Data sets routinely annotated by databases are ideal candidates for the compilation of large reference data sets. Unfortunately, databases do not capture the textual passages linked to the experimental evidence and this represents a significant hurdle to the development of text-mining suites. In addition, it is still very hard to convince databases and publishers to provide access to text-bound annotations (manual text labelling), but this has also difficulties related to technical and organizational aspects.
In this respect, the biological ontologies may represent a powerful tool to overcome these limitations. The identification of the experimental methods (as described by PSI-MI) linked to protein interactions can be an important resource facilitating the retrieval of protein interactions, but this requires an extra effort to increase the aliases of the dictionary and/or to identify the critical textual passages.

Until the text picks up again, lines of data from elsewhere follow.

PR #9271, opened 2024-09-15
Improved Redis container stability in the smoke tests

Nusnus:
My goal with all of the recent smoke test changes is to eliminate the false positives and allow a stable and deterministic CI to maintain a 100% passing rate on `main.`

Can’t guarantee this is the last fix, but I do hope so..

### DIFF
--- a/t/smoke/conftest.py
+++ b/t/smoke/conftest.py
@@ -3,7 +3,7 @@ import os
 import pytest
 from pytest_celery import (LOCALSTACK_CREDS, REDIS_CONTAINER_TIMEOUT, REDIS_ENV, REDIS_IMAGE, REDIS_PORTS,
                            RedisContainer)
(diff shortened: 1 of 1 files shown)


t/smoke/conftest.py
```diff
@@ -54,6 +54,7 @@ def default_worker_tasks(default_worker_tasks: set) -> set:
     network="{default_pytest_celery_network.name}",
     wrapper_class=RedisContainer,
     timeout=REDIS_CONTAINER_TIMEOUT,
+    command=fxtr("default_redis_broker_command"),
```
Nusnus, line 57: The `default_redis_broker_command` fixture configures Redis to boot with proper configurations.
Without it, the default config will collapse under the heavy use of the CI

auvipy (approved):

auvipy (approved):

PR #9294, opened 2024-09-17
Updated quorum queue detection to handle multiple broker instances

bkienker:
This fixes a small issue with #6067 where a list of brokers (instead of a single string) would raise an exception during the `startswith()` call. Now it will check the connection driver type directly.

I also updated the unit tests as needed.

Ref discussion #9289


Nusnus:
Did it work with your failover broker urls?

bkienker:
> Did it work with your failover broker urls?

Yes it did, as soon as I applied the patch the worker started up normally, including the Global QoS warning in the logs.

PR #9309, opened 2024-09-21
Added Python 3.13 Support

Nusnus:
Let’s see if it works out of the box


Nusnus:
Appears related: https://github.com/celery/billiard/issues/403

Ideally, an effective strategy to effectively employ bio-ontologies in text-mining technologies would consist of an in-depth annotation of text passages associated with the ontology terms, thus creating an effective dictionary. This could serve as valuable data for machine learning approaches as well as be useful for automatic term extraction techniques to enrich iteratively the lexical resources behind the original ontologies. On the other hand, there is a need to consider more closely the use of text-mining methods for the actual development and expansion of controlled vocabularies and ontologies, relying for instance on corpus-based term acquisition. Such an approach has shown promising results for the metabolomics (29) and animal behavior (62) domains where term recognition and filtering methods using generic software tools has been explored. At the current stage, it is possible to say that the BioCreative effort has successfully promoted the exploration of a set of sophisticated methods for the automatic detection of ontology concepts in the literature, some of which can generate promising results. What is still missing is to determine more systematically which methods are more robust or competitive for particular types of concepts or terms as well as to have more granular annotations at the level of labeling textual term evidences. Ultimately, the incorporation of concept recognition systems into text-mining tools will greatly depend on their availability and flexibility to handle more customized term lists and ontology relation types.
Funding
This work was supported by the National Center for Research Resources (NCRR) and the Office of Research Infrastructure Programs (ORIP) of the National Institutes of Health (NIH) (1R01RR024031 to M.T.) (R24RR032659 to M.T.); the Biotechnology and Biological Sciences Research Council (BB/F010486/1 to M.T.); the Canadian Institutes of Health Research (FRN 82940 to M.T.); the European Commission FP7 Program (2007-223411 to M.T.); a Royal Society Wolfson Research Merit Award (to M.T.); the Scottish Universities Life Sciences Alliance (to M.T.); Projects BIO2007 (BIO2007-666855) (to M. K. and A.V.), CONSOLIDER (CSD2007-00050) (to M. K. and A.V.), MICROME (Grant Agreement Number 222886-2) (to M. K. and A.V.). Funding for open access charges: National Institutes of Health (1R01RR024031).
Conflict of interest. None declared.
Acknowledgements
We would like to thank Lynette Hirschman and Christian Blaschke for their active feedback in the BioCreative tasks described in this article.